What the task asks: What is needed is every line of the material that contains "button".

Exercise inputs:

'''

PR #2001, opened 2023-09-15
[ENG-4077] Fix accessing component's registration

chth0n1x:
-   Ticket: https://openscience.atlassian.net/browse/ENG-4077
-   Branch name: fix-accessing-components-registration

## Purpose

The purpose of these changes is to fix accessing a component's registration from the component's project registrations page.

## Summary of Changes

- Updated the return value of the overview index route's root function
- Updated the overview page's OsfLink models array value if it is the root
- Updated the link text for the registry overview page to display on the registration

## Screenshot(s)

Pasted Graphic 24

Figure 1: OsfLink now displays on the registries overview page of linked projects

## Side Effects

There should be no side effects.

## QA Notes

-Does the link text now properly display?
-Does the link route you to the appropriate component?
-Does the rest of the registration summary now display when opened from the project registration page?


lib/registries/addon/overview/index/template.hbs
```diff
@@ -3,9 +3,9 @@
         {{t 'registries.overview.component_of'}}
         <OsfLink
             @route='resolve-guid'
-            @models={{array this.root.id}}
+            @models={{array this.root}}
         >
-            {{this.root.title}}
+            {{this.root}}
```
brianjgeiger, line 8: This is not ideal, since GUIDs don't really mean that much to people. What happens if you revery out these changes and wrap the OsfLink in an `if` statement testing for `root`?

brianjgeiger (changes requested):

lib/registries/addon/overview/index/controller.ts
```diff
@@ -17,7 +17,6 @@ export default class Overview extends Controller {
         if (!this.registration || this.registration.isRoot) {
             return undefined;
         }
-
-        return this.registration.belongsTo('root').value() as Registration;
+        return this.registration.belongsTo('registeredFrom').id();
```
adlius, line 20: The `registeredFrom` relationship points to the _project_ from which the registration is made. The `root` relationship points to the root _registration_ . I don't think this is getting the right info.

lib/registries/addon/overview/index/template.hbs
adlius, line 8: The text should show the title of the root registration instead of the id.

adlius (changes requested):

lib/registries/addon/overview/index/template.hbs
chth0n1x: Ok, this has now been updated to use the root value component name, not the guid value of the registeredFrom registration.

lib/registries/addon/overview/index/controller.ts
chth0n1x: Same comment as above, this has now been updated to use the root value component name, not the guid value of the registeredFrom registration. Also, this method is no longer needed and has been removed.

lib/registries/addon/overview/index/template.hbs
chth0n1x: Same comment as above, this has now been updated to use the root value component name, not the guid value of the registeredFrom registration.

lib/registries/addon/overview/index/controller.ts
```diff
@@ -11,13 +10,4 @@ export default class Overview extends Controller {
...
     @alias('model.taskInstance.value')
     registration?: Registration;
-
-    @computed('registration.{root,isRoot}')
-    get root() {
-        if (!this.registration || this.registration.isRoot) {
-            return undefined;
-        }
-
-        return this.registration.belongsTo('root').value() as Registration;
```
adlius, line 21: The purpose of using `this.registration.belongsTo('root').value()` is because `root` is an asynchronous relationship . For an asynchronous relationship, using `this.registration.root` directly will trigger another AJAX call to fetch the `root` relationship, which in this case shouldn't be necessary because the `root` relationship is already embedded in the response to fetch the `registration` itself.

adlius (changes requested):
This does fix the problem, but adds an unnecessary AJAX call to fetch the asynchronous `root` relationship.
There is a reason why the bug only happens when you transition from the project's registration list view to the registration overview page by clicking the link, but not when you go to the registration overview page directly. There is some race condition going on here and the proper fix would be to address the race condition.

lib/registries/addon/overview/index/controller.ts
chth0n1x: @adlius Looking at the code, I had removed this function completely so it did not make the additional call. It is embedded in the registration, so I called it directly on the template. I had explained that previously in scrum, did you have another optimization to suggest or would like to see it fixed differently than what was already completed?

adlius: Removing this `computed` property would not stop it from an additional AJAX call, since the code itself should not be making any AJAX call. The actual trigger of the additional AJAX call to fetch the `root` relationship is in the template.

lib/registries/addon/overview/index/template.hbs
```diff
@@ -3,9 +3,9 @@
         {{t 'registries.overview.component_of'}}
         <OsfLink
             @route='resolve-guid'
-            @models={{array this.root.id}}
+            @models={{array this.registration.root.id}}
         >
-            {{this.root.title}}
+            {{this.registration.root.title}}
```
adlius, line 8: Calling `this.registration.root.title` here is triggering an additional AJAX call to fetch the `root` relationship. You may verify this in the network tab of the browser.

chth0n1x: Ok, to my understanding it should not be an AJAX call but should be a property on the model that in the Ember store. This can be viewed with Ember Inspector and clicking the reigstration on the Data tab. The registration is bound on the controller but is not making any additional async/awaits. Otherwise, I could not be fully understanding the way the template is retrieving the data. Let's follow up on a call to make sure this is properly being understood.

lib/registries/addon/overview/index/controller.ts
chth0n1x: Ok, I just commented below which also addresses this.

lib/registries/addon/overview/index/template.hbs
chth0n1x: Brian, I'm not sure the fix you are referring to. Can you share more info regarding this?

lib/registries/addon/overview/index/template.hbs
```diff
@@ -1,4 +1,4 @@
-{{#unless this.registration.isRoot}}
+{{#if this.registration.isRoot}}
```
adlius, line 1: If the `registration` itself is already the root registration, it is not a component of any parent registration.

adlius (changes requested):
Tested locally and it seems it's not quite doing what it's supposed to do.

The correct behavior of the page:
1. When the registration is a root registration, it should not show any link.
2. When the registration is a non-root registration, it should show a link pointing to the root registration

However the behavior of the page after these changes would be:
1. When the registration is a root registration, it shows a link pointing to itself.
2. When the registration is a non-root registration, it doesn't show any link.

app/resolve-guid/guid-route.ts
```diff
@@ -20,29 +20,25 @@ export default abstract class GuidRoute extends Route {
...
-        let model;
         try {
-            model = await this.store.findRecord(this.modelName(), guid, {
+            const blocker = this.ready.getBlocker();
+            const model = await this.store.findRecord(this.modelName(), guid, {
                 include: this.include(),
                 adapterOptions: this.adapterOptions(),
             });
+            blocker.done();
+            return model;
```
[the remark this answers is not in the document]
chth0n1x: The purpose of this change was to encapsulate the logic regarding the model return value within the try/catch block instead of outside of it.

lib/registries/addon/overview/index/template.hbs
chth0n1x: Got it, I have updated the structure of the project tested to not be registered before any components are.

lib/registries/addon/overview/index/controller.ts
```diff
@@ -14,7 +14,7 @@ export default class Overview extends Controller {
 
     @computed('registration.{root,isRoot}')
     get root() {
-        if (!this.registration || this.registration.isRoot) {
+        if (!this.registration || !this.registration.isRoot) {
```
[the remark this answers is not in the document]
chth0n1x: @adlius This has now been updated with the proper logic.

lib/registries/addon/overview/index/controller.ts
```diff
@@ -13,11 +13,20 @@ export default class Overview extends Controller {
     registration?: Registration;
 
     @computed('registration.{root,isRoot}')
-    get root() {
+    get rootTitle() {
```
chth0n1x, line 16: This code has been updated to process two separate computed properties. I have tested with one getter for the two separate values title and id used in the link and title values respectively but splitting them resulted in the desired code result. If there is a way to combine them to remove extra logic, it is something I am currently testing and would be greatly appreciated.

lib/registries/addon/overview/index/template.hbs
```diff
@@ -3,9 +3,9 @@
         {{t 'registries.overview.component_of'}}
         <OsfLink
             @route='resolve-guid'
-            @models={{array this.root.id}}
+            @models={{array this.rootId}}
```
chth0n1x, line 6: Please see the comment above in lib/registries/addon/overview/index/controller.ts regarding this code change.

lib/registries/addon/overview/index/controller.ts
```diff
@@ -13,11 +13,20 @@ export default class Overview extends Controller {
...
         if (!this.registration || this.registration.isRoot) {
             return undefined;
         }
+        const rootTitle = this.registration.root.get('title');
```
adlius, line 20: This is still making an additional AJAX call to get the asynchronous `root` relationship. Also, since asynchronous relationship returns promises, `rootTitle` here would probably be either `null` or `undefined` at the time of evaluation because the promise `this.registration.root` has yet to resolve.

adlius (changes requested):
Checked locally again. The link is missing after transitioning from the registration list to the registration overview page.

lib/registries/addon/overview/index/controller.ts
chth0n1x: Taking a look.

lib/registries/addon/overview/index/controller.ts
chth0n1x: This has been reverted in favor of changes in the model.

lib/registries/addon/overview/index/template.hbs
chth0n1x: This has been reverted in favor of changes in the model.

lib/registries/addon/overview/index/controller.ts
chth0n1x: This has been reverted in favor of changes in the model.

tests/engines/registries/acceptance/overview/overview-test.ts
```diff
@@ -156,7 +156,7 @@ module('Registries | Acceptance | overview.overview', hooks => {
         reg.update({ currentUserPermissions: [Permission.Write, Permission.Read] });
         await visit(`/${reg.id}/`);
 
-        assert.dom('[data-test-tags-widget-tag-input="edit"] input').isVisible();
+        assert.dom('[data-test-tags-widget-tag-input="edit"] input').isNotVisible();
```
brianjgeiger, line 159: This doesn't seem correct. Why can't write users edit tags anymore?

adlius (changes requested):

tests/engines/registries/acceptance/overview/overview-test.ts
chth0n1x: Taking a look.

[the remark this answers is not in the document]
chth0n1x: Of course, let me add that.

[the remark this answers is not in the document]
chth0n1x: A click for the edit button has now been added.

chth0n1x: This has now been updated with a click for its edit button on the overview page.

adlius (approved):

brianjgeiger (approved):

'''

Answer for this exercise:
chth0n1x: A click for the edit button has now been added.
chth0n1x: This has now been updated with a click for its edit button on the overview page.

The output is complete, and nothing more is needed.